Read the lines below. Copy out any that hold the string "event".

··· INPUT DATA ···

PR #3887, opened 2026-02-17
Lint unsafe call2 dess

dessalines:


src/shared/components/common/language-select.tsx
```diff
@@ -152,15 +151,6 @@ export class LanguageSelect extends Component<
...
 
-  handleSelectLanguageChange(i: LanguageSelect, event: any) {
-    const options: HTMLOptionElement[] = Array.from(event.target.options);
-    const selected: number[] = options
-      .filter(o => o.selected)
-      .map(o => Number(o.value));
-
-    i.props.onChange(selected);
-  }
-
```
dessalines, line 163: I don't know what this was about, because this was called on opening the button dropdown menu (not selecting items), and event.target.options didn't exist. Removing it didn't seem to break the language selections.

Nutomic: Confirmed still working.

···

*SOLUTION TO THIS TASK*:
-  handleSelectLanguageChange(i: LanguageSelect, event: any) {
-    const options: HTMLOptionElement[] = Array.from(event.target.options);
dessalines, line 163: I don't know what this was about, because this was called on opening the button dropdown menu (not selecting items), and event.target.options didn't exist. Removing it didn't seem to break the language selections.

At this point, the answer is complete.